Face à cette vague de destructions, Association de Financement des Transports Urbains a décidé de porter l’affaire devant la justice. Par la voix de son représentant, M. Ndoye, l’organisation a annoncé le dépôt d’une plainte contre X, tout en engageant un huissier afin d’évaluer précisément l’ampleur des dégâts matériels, dont le montant reste encore inconnu. Ces actes surviennent dans un contexte de crispation marqué par un mouvement de grève dans le secteur des transports. Contrairement à d’autres acteurs, l’AFTU ainsi que le syndicaliste Gora Khouma ont choisi de ne pas suivre le mot d’ordre lancé par la Fédération des syndicats du transport routier, un appel largement respecté dans le transport interurbain.
Pour les responsables de Association de Financement des Transports Urbains, la simultanéité entre le refus de rejoindre la grève et la survenue des attaques soulève des interrogations.
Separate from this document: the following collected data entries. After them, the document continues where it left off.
PR #9, opened 2020-02-17
Reimplement many HOCs and components using hooks

gertsonderby:
Deprecation warnings have been added in both code and documentation for HOCs which have been replaced.

No API changes have been made. Some HOCs will no longer provide props in excess of what the documentation says - typically routing properties - but as these props were undocumented and an unintended side effect, this is not considered an API change.


src/components/List/List.js
```diff
@@ -67,19 +68,34 @@ const calculateVirtualization = (
...
+};
+
 export const List = ({
+	name,
 	columnDefs = [],
 	rows = [],
 	rowOnClick,
 	placeholder,
-	selection = [],
+	// selection = [],
```
gertsonderby: Should be removed.

src/components/Loader.js
```diff
@@ -1,24 +1,41 @@
...
 import LoadingIcon from "./LoadingIcon";
 import ErrorPlaceholder from "./ErrorPlaceholder";
 
-export const Loading = ({ error, retry, pastDelay }) => {
+export const Loading = ({ error }) => {
+	const [pastDelay, flagDelay] = useState(false);
+	let timer = useRef(null);
+	useEffect(() => {
+		// Prevent refiring delay timeout
+		if (!timer.current) {
```
gertsonderby: Should also check if delay flag already set.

Ils n’excluent pas l’hypothèse d’actes de représailles visant à sanctionner le maintien du service urbain, dans un climat déjà fragilisé par les tensions sociales. Alors que les autorités sont attendues sur la sécurisation des réseaux de transport, cette situation met en lumière les risques croissants auxquels sont exposés les opérateurs urbains en période de conflit social.